Hierarchical clustering of promoter classes
The relative similarity between classes of promoters was assessed by hierarchical clustering of normalised nucleosome occupancy levels, in 10 bp bins surrounding each TSS ± 1 kb. Mean occupancy profiles were directly clustered based on the simple Euclidian distance between the square-root of mean levels at each relative position in each sample. To cluster promoter classses based on occupancies at individual promoters, an equal-sized random sample of promoters was drawn from each class, and pairwise distances between the occupancy levels across each promoter region in each class were calculated in the same way from every other promoter in every other class, and the overall mean distance between each pair of classes was defined as the mean of all pairwise promoter distances. Clustering was also performed by including only active promoters with expression levels greater than the mean expression level of all genes, and excluding all inducible promoters with basal expression greater than 0.5× the mean expression level of all genes (Supplementary Fig. 7gi) or excluding all inducible promoters with non-zero gene expression (Supplementary Fig. 7gii); both of these analyses gave similar results, confirming that the observed clustering of inducible with active promoters cannot be driven by a subset of inducible promoters with the pre-stimulation expression levels that overlap those of active promoters, or even with any measurable level of expression.
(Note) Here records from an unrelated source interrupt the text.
PR #7499, opened 2022-03-07
Populate cpu_info table for linux from smbios 

### LINKED ISSUE #7495: Bring linux cpu_info table up to feature parity with Windows (x86 and aarch64)
# Feature request

Based on the discussion in PR #7485, which adds some of the columns for cpu_info to x86 linux, it should be possible to reach feature parity with the Windows cpu_info table using sources other than `/proc/cpuinfo`.

Feature parity for the x86 and aarch64 Linux cpu_info table with the Windows cpu_info table.

It would create a more uniform interfacing for querying cpu_info across platforms.

There seem to be two primary options, whose implementations will probably vary between x86 and aarch64 platforms.

First, the [`smbios_utils`](https://github.com/osquery/osquery/blob/master/osquery/tables/system/linux/smbios_utils.h) could be extended to retrieve all the necessary information to populate the cpu_info table up to feature parity with Windows. The [spec](https://www.dmtf.org/sites/default/files/standards/documents/DSP0134_3.2.0.pdf) states that both x86 and aarch64 are supported so this should mean that this approach will work for both architectures.

Second, we could use the parsed `/proc/cpuinfo` to also start parsing `sysfs`. Not having explored this very deeply, I believe this will probably require more fragile parsing code, and will also probably vary across architectures. There looks to be a kind of [high level spec](https://www.kernel.org/doc/Documentation/ABI/testing/sysfs-devices-system-cpu) of what information sysfs exposes, but the individual files will probably not be as well documented. There are examples of getting some specific info ([cpu frequency for arm](https://community.arm.com/oss-platforms/w/docs/528/cpufreq-dvfs)) but it seems like the information is much more scattered.

I haven't explored these options deeply so I may be wrong, but my inclination is that the first approach seems simpler and provides everything we would need to complete the feature. 

If anyone has more information about either of these implementation routes, or options I hadn't considered please reply below.

iko1:
This is another method to populate the cpu_info virtual table on Linux.
It was tested successfully on x64.

Closes #7495


mike-myers-tob:
Thanks @iko1 !

@josephsweeney is taking a look at how this fares on an AArch64 Linux VM

iko1:
@mike-myers-tob, I'd like to check it on my RPi 4, there is a cross compiler toolchain for aarch64?

mike-myers-tob:
> @mike-myers-tob, I'd like to check it on my RPi 4, there is a cross compiler toolchain for aarch64?

Yes. We build osquery in CI for AArch64 Linux: https://github.com/osquery/osquery/actions/runs/1982298610

If you follow the build docs here https://osquery.readthedocs.io/en/latest/development/building/ I think there is a place to specify your ARCH. If you have trouble, let us know on Slack or here and we can improve that build doc.

josephsweeney:
Just an update, your PR does build on aarch64 linux, but the cpu_info table isn't returning anything and not logging anything. I am investigating to see what is going on.

Smjert:
> 

As a correction, we are not doing cross-compilation for Linux aarch64, we are building on an AWS Graviton machine with a toolchain that does native builds for aarch64.

iko1:
> Just an update, your PR does build on aarch64 linux, but the cpu_info table isn't returning anything and not logging anything. I am investigating to see what is going on.

Two prerequisites in order to read the smbios table through Linux:
1. Run osquery with root prievliege
2. One of the following devices should be exist: /sys/firmware/efi/systab, /sys/firmware/dmi/tables/DMI for example on WSL environment  none of them are exist. Please verify manually that you can read from one of them before you proceed.

josephsweeney:
Verified and running it with root privileges worked. Is there any way we can log in the case where someone runs it without root privileges and tries to read from the cpu_info table? That way this user error has a discoverable solution.

mike-myers-tob:
> Verified and running it with root privileges worked. Is there any way we can log in the case where someone runs it without root privileges and tries to read from the cpu_info table? That way this user error has a discoverable solution.

It could log a warning visible in `--verbose` mode, but, I believe there are many tables in osquery that require root privilege to deliver complete results, so this one would not be unique in that regard.

iko1:
I think the committee can consider to add this feature for future release.

osquery/tables/system/posix/smbios_utils.cpp
```diff
@@ -577,6 +577,34 @@ void genSMBIOSOEMStrings(const SMBStructHeader* hdr,
...
 }
 
+void genSMBIOSProcessor(size_t index,
+                        const SMBStructHeader* hdr,
+                        uint8_t* address,
+                        uint8_t* textAddrs,
+                        size_t size,
+                        QueryData& results) {
+  const size_t maxOffset = 0x2e + 2;
+  if (hdr->type != kSMBIOSTypeProcessor || size < maxOffset || index < 4) {
```
Smjert, line 587: `index < 4`, this is not correct. On my Linux KVM, after adding a couple of additional logs:

```
I0429 15:21:18.001973 210842 smbios_tables.cpp:105] Reading SMBIOS from sysfs DMI node
I0429 15:21:18.001999 210842 smbios_utils.cpp:588] Header type: 0
I0429 15:21:18.002005 210842 smbios_utils.cpp:589] Size: 63
I0429 15:21:18.002008 210842 smbios_utils.cpp:590] Index: 0
I0429 15:21:18.002012 210842 smbios_utils.cpp:591] 
I0429 15:21:18.002013 210842 smbios_utils.cpp:588] Header type: 1
I0429 15:21:18.002017 210842 smbios_utils.cpp:589] Size: 75
I0429 15:21:18.002019 210842 smbios_utils.cpp:590] Index: 1
I0429 15:21:18.002022 210842 smbios_utils.cpp:591] 
I0429 15:21:18.002024 210842 smbios_utils.cpp:588] Header type: 3
I0429 15:21:18.002027 210842 smbios_utils.cpp:589] Size: 39
I0429 15:21:18.002030 210842 smbios_utils.cpp:590] Index: 2
I0429 15:21:18.002033 210842 smbios_utils.cpp:591] 
I0429 15:21:18.002035 210842 smbios_utils.cpp:588] Header type: 4 <-----
I0429 15:21:18.002038 210842 smbios_utils.cpp:589] Size: 65
I0429 15:21:18.002041 210842 smbios_utils.cpp:590] Index: 3
I0429 15:21:18.002044 210842 smbios_utils.cpp:591] 
I0429 15:21:18.002054 210842 smbios_utils.cpp:588] Header type: 16
I0429 15:21:18.002064 210842 smbios_utils.cpp:589] Size: 25
I0429 15:21:18.002068 210842 smbios_utils.cpp:590] Index: 4
I0429 15:21:18.002074 210842 smbios_utils.cpp:591] 
I0429 15:21:18.002082 210842 smbios_utils.cpp:588] Header type: 17
I0429 15:21:18.002085 210842 smbios_utils.cpp:589] Size: 53
I0429 15:21:18.002089 210842 smbios_utils.cpp:590] Index: 5
I0429 15:21:18.002091 210842 smbios_utils.cpp:591] 
I0429 15:21:18.002094 210842 smbios_utils.cpp:588] Header type: 17
I0429 15:21:18.002096 210842 smbios_utils.cpp:589] Size: 53
I0429 15:21:18.002099 210842 smbios_utils.cpp:590] Index: 6
I0429 15:21:18.002102 210842 smbios_utils.cpp:591] 
I0429 15:21:18.002104 210842 smbios_utils.cpp:588] Header type: 17
I0429 15:21:18.002110 210842 smbios_utils.cpp:589] Size: 53
I0429 15:21:18.002112 210842 smbios_utils.cpp:590] Index: 7
I0429 15:21:18.002115 210842 smbios_utils.cpp:591] 
I0429 15:21:18.002118 210842 smbios_utils.cpp:588] Header type: 19
I0429 15:21:18.002120 210842 smbios_utils.cpp:589] Size: 33
I0429 15:21:18.002125 210842 smbios_utils.cpp:590] Index: 8
I0429 15:21:18.002126 210842 smbios_utils.cpp:591] 
I0429 15:21:18.002130 210842 smbios_utils.cpp:588] Header type: 19
I0429 15:21:18.002131 210842 smbios_utils.cpp:589] Size: 33
I0429 15:21:18.002133 210842 smbios_utils.cpp:590] Index: 9
I0429 15:21:18.002136 210842 smbios_utils.cpp:591] 
I0429 15:21:18.002138 210842 smbios_utils.cpp:588] Header type: 32
I0429 15:21:18.002140 210842 smbios_utils.cpp:589] Size: 13
I0429 15:21:18.002143 210842 smbios_utils.cpp:590] Index: 10
I0429 15:21:18.002146 210842 smbios_utils.cpp:591] 
I0429 15:21:18.002147 210842 smbios_utils.cpp:588] Header type: 127
I0429 15:21:18.002151 210842 smbios_utils.cpp:589] Size: 4
I0429 15:21:18.002152 210842 smbios_utils.cpp:590] Index: 11
I0429 15:21:18.002154 210842 smbios_utils.cpp:591] 
```
As you can see the processor `Header type: 4` appears at `Index: 3`, in fact the table doesn't return any result.

It seems to me you're doing this check just to later be able to give a number to the CPU (which is also not guaranteed to start from 0).

I would remove this logic and instead check in the caller of this function if there is a row that has been generated, after it has been called in the lambda. If so, then set the `device_id` with the value of `CPU` +  a counter you increase inside the lambda.

Smjert (changes requested):
Thanks for this PR, it works on my physical host but I see an issue with virtualized environments, please check my comment!

osquery/tables/system/posix/smbios_utils.cpp
iko1: Thanks for the comment. I've applied the change you requested.

iko1: @Smjert, Can you take a look at my latest fix please?

Smjert (approved):
Thanks @iko1 for this PR!

My review was long overdue

PR #7502, opened 2022-03-10
Add a mechanism to reduce memory retained on Linux

Smjert:
- Add a new Linux only flag, malloc_trim_threshold to control
  when to call malloc_trim, which should release memory
  held by the glibc as internal cache.
  This should reduce the chance that the cache
  causes the watchdog to be triggered.

- malloc_trim will be called after each scheduled query,
  distributed query and after each generate on the Yara table.

- This also substitutes and deprecates the `yara_malloc_trim` flag/logic,
  which is left to avoid breakage but doesn't do anything.


Smjert:
Additional technical details:

The Linux glibc implementation of malloc does not always release the memory to the OS when it's freed.
Allocations that smaller than a certain value, which dynamically changes and starts at the malloc option M_MMAP_THRESHOLD (default at 64KB), will not be released to the OS until some conditions are met.
How it works is that the memory to be released to the OS has to be:
1. Freed
2. Be in a contiguous block of at least 128KB. This value is M_TRIM_THRESHOLD and starts at that default, but it's dynamically adjusted
3. The block has to be at the top of the heap

This causes a problem when the heap gets fragmented, because if the program allocates for example 100MB in multiple small allocations, then does an additional separate small allocation, then frees the previous 100MB but does not do that for the other small separate allocation, until that allocation is live, it will be at the top of the heap and the trim mechanism won't happen.

Normally this memory is cached so that new small allocations do not need to require memory from the OS and can be served faster.
So memory is reused and additional small allocations would not cause an increase of memory until those allocation, as a sum, go beyond the cached amount of memory.
The problem though comes when then the program does allocations that are bigger than the threshold, which causes then mmap to be used.
Memory requested via mmap is always released to the OS when freed, but it will increase the memory used by the process, because it won't reused the cached one.

So in the osquery case what can happen is that there's maybe some query which creates a lot of rows. Column values are normally pretty small so when they are eventually freed, they will land in the cache.
Then comes a query to a table like the `hash` table, which allocates the entire file in memory first, and if the file is several MBs big, then most likely mmap will be used to request the memory. This memory will go on top of the one previously allocated, freed but not released, maybe causing the watchdog to trigger.

Enters malloc_trim which not only tries to free whatever memory is at the top of the heap, but also tries to free other blocks of contiguous memory that are lower in the heap, practically creating holes in it.

osquery/core/init.cpp
```diff
@@ -116,6 +116,13 @@ CLI_FLAG(uint64,
          alarm_timeout,
          15,
          "Seconds to allow for shutdown. Minimum is 10");
+#ifdef OSQUERY_LINUX
```
directionless, line 119: Does it make sense to put the flag globally?  Do we have other platform specific flags?

osquery/worker/system/linux/memory.cpp
```diff
@@ -0,0 +1,45 @@
...
+
+  if (used_memory_res.isError()) {
+    VLOG(1) << "Failed to get retained memory: "
+            << used_memory_res.takeError().getMessage();
+    return;
+  }
+
+  auto used_memory = used_memory_res.take() / (1000 * 1000);
+
+  if (current_limit == 0 ||
```
directionless, line 36: So a value of `0` means _always_ try to trim? I would have expected `0` to disable the feature

osquery/filesystem/linux/proc.cpp
```diff
@@ -396,4 +399,34 @@ Status procReadDescriptor(const std::string& process,
   }
 }
 
+Expected<std::uint64_t, ProcError> getProcRSS(const std::string& process) {
+  using ProcExpected = Expected<std::uint64_t, ProcError>;
+
+  std::string statm_content;
+  auto status = osquery::readFile(kLinuxProcPath + "/" + process + "/statm",
```
directionless, line 406: any idea what the performance hit here will be?

osquery/core/init.cpp
Smjert: There are definitely other cases (think of the platform specific events flags).

osquery/filesystem/linux/proc.cpp
Smjert: Should be almost invisible. We are talking about reading maybe 50 bytes which are always in memory, since it's a pseudofile.

osquery/worker/system/linux/memory.cpp
Smjert: You're right, I think I confused myself with this.

directionless (approved):
Not totally sure all the logic is perfect, but it seems fine.

I'm not really sure why this requires the watchdog be enabled, this isn't really using the watch dog, it's just borrowing the memory limit from there, right?

Smjert:
> Not totally sure all the logic is perfect, but it seems fine.
> 
> I'm not really sure why this requires the watchdog be enabled, this isn't really using the watch dog, it's just borrowing the memory limit from there, right?

So the idea to connect this to the watchdog memory limit was in a way to simplify the logic of what value to put, so that the amount of memory which would trigger this memory release was automatically calculated.
The risk being that if it's a separate value and the user forgets to increase/decrease this, then it would negatively affect the end result.

Also, I was thinking of the common case where if you have the watchdog active, it means you want to keep certain specific limits and do what you can to avoid hitting them.
Not enabling the watchdog to me signals that there's less interest into strictly keeping those limits; moreover it's not that the memory increases indefinitely with this, it's just that the equilibrium point maybe be high.

directionless:
I agree that there should only be one way to specify the memory limit.

But I disagree that disabling the watchdog is signaling that one doesn't care about said limits. The watchdog is a complex, out-of-band, mechanism to enforce resource limitations. In contrast this seems like a much simpler, in-band, mechanism. It seems entirely reasonable to me to want the latter but not the former.

Smjert:
> I agree that there should only be one way to specify the memory limit.
> 
> But I disagree that disabling the watchdog is signaling that one doesn't care about said limits. The watchdog is a complex, out-of-band, mechanism to enforce resource limitations. In contrast this seems like a much simpler, in-band, mechanism. It seems entirely reasonable to me to want the latter but not the former.

I wouldn't compare this to the watchdog job at all. This is sort of a band-aid for some poor behaviors of the allocator, but it doesn't pertain to enforcing any limits.
While it's true that the watchdog acts with a few seconds delay, the objective is to limit memory **while it's being allocated** and before it's too late. This instead is to limit the memory retained, after it has been allocated, which could possibly be after having surpassed any limits. It's meant to work in concert with the watchdog.
Also it doesn't have any effect to memory that is allocated in big chunks, so I wouldn't trade this for the watchdog at all.

That been said, although I still feel that's a bit risky to do so, if watchdog limits are changed, I could change the flag to be MBs instead of a % and by default they are set to be 80% of the watchdog limit.
If instead the user provides an amount of MBs, then it will use that value.

directionless:
I'm not sure, I'm feeling fuzzy.

I think that one may wish to enable these features independently. 

I had not considered that one might want different memory limits for the watchdog vs the allocate trim.

directionless (dismissed):
I think this is fine to merge as is. Or you can adjust it to not require the watchdog and I'll re-approve

Smjert:
> I think this is fine to merge as is. Or you can adjust it to not require the watchdog and I'll re-approve

I want to pursue what I described here: https://github.com/osquery/osquery/pull/7502#issuecomment-1113362693
So I'll mark this as "do not merge" for now.

Smjert:
@directionless I've updated the PR with what I proposed last time, namely:
- If the user doesn't set the flag **and** the watchdog is enabled -> the limit is set to 80% of whatever value is set in that moment in `watchdog_memory_limit`
- If the user doesn't set the flag **and** the watchdog is not enabled -> the limit is set to 200MB
- If the user set the flag, then that value is used. If it's 0, then it will disable the system.

Smjert:
Close and reopen to attempt to pick up the fix for the flakyness of the scheduler test.

osquery/worker/system/linux/memory.cpp
```diff
@@ -0,0 +1,88 @@
...
+#include <osquery/logger/logger.h>
+
+namespace osquery {
+DECLARE_bool(disable_watchdog);
+
+#ifdef OSQUERY_LINUX
+
+void releaseRetainedMemory() {
+  /* The logic used for choosing the limit at which malloc_trim is called is as
+     follows: Verify if the flag has been set by the user or not
```
directionless, line 27: This is very clear 👍

directionless (approved):
I didn't test this, but I think the intent is good, and the logic looks about right

docs/wiki/installation/cli-flags.md
```diff
@@ -330,6 +330,20 @@ Comma-delimited list of table names to be disabled. This allows osquery to be la
 
 Maximum file read size. The daemon or shell will first 'stat' each file before reading. If the reported size is greater than `read_max` a "file too large" error will be returned.
 
+## Linux-only runtime control flags
+
+`--malloc_trim_threshold=200`
+
+Memory threshold in MB used to decide when a malloc_trim will be called to reduce the retained memory.
+When the flag is not provided, the value will be chosen automatically between 80% of the `watchdog_memory_limit` if the watchdog is not disabled and 200MB in the case it is.
```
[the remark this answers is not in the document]
Smjert: How do you think I should rephrase that?
Making the "positive" example: when the flag is provided, the threshold will be the one provided, otherwise the default is automatic.
The automatic behavior changes on the watchdog being enabled or not; if enabled, then the value will be 80% of the `watchdog_memory_limit`, otherwise it will be 200MB.

osquery/core/init.cpp
```diff
@@ -122,6 +122,16 @@ CLI_FLAG(uint64,
...
+
+/* The default value here is just a placeholder,
+   it will be recalculated at runtime */
```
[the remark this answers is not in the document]
Smjert: Well, I need to define a flag and it doesn't support a non-initialized value; so that's the definition, but given that its value it's dynamic if not provided by the user, then the value is whatever the runtime calculates with the rules described in the full description of the flag.

docs/wiki/installation/cli-flags.md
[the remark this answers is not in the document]
directionless: Maybe something like:
```
The default behavior depends on the watchdog. When it is enabled, the default 80% of `watchdog_memory_limit`, otherwise it defaults to 200MB.
```

I'd take it as is though -- I did approve it.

Quantitation of promoter patterning
Nucleosomal patterning at individual promoters was quantified by comparing the normalised occupancy profile at each promoter to the profile of mean normalised occupancy at all active promoters, surrounding each TSS ± 1 kb. The patterning level was calculated from the sum of the products of each normalised profile after subtracting the mean occupancy level, in 10 bp bins (Supplementary Fig. 5a–c). Inducible promoters were grouped into high- and low-patterned subsets based on their patterning levels relative to the median level determined at all inducible promoters in the same cell type.
Hierarchical clustering of individual inducible promoters
Inducible promoters were clustered according to their level of patterning calculated using the square root of occupancy levels at each promoter position (this prevented disruption by aberrantly high occupancy levels at isolated promoter positions, and maintained consistency with the approaches used for clustering nucleosome occupancies at distinct promoter classes and cell types). Hierarchical clustering was performed using the Euclidian distances between levels, and the Ward’s minimum variance method to merge clusters.
ChIP-seq data processing
Demultiplexed sequence data was aligned to the mouse mm9 genome using bowtie (with -v 2 -a -m 5 --maxins 2000 --tryhard for paired-end sequencing); alignment rates were around 78%. Excess duplicate reads that mapped to the exact same genomic location (corresponding to likely PCR duplicates) were eliminated if there were significantly more than expected based on the local read density in a range of ±2 bp at a p value of 0.05; the level of redundant reads that were filtered out at this stage was around 6%. The total number of fragments mapping to each genomic interval were counted; fragments that mapped ambiguously to more than one genomic location were counted fractionally at all aligning locations.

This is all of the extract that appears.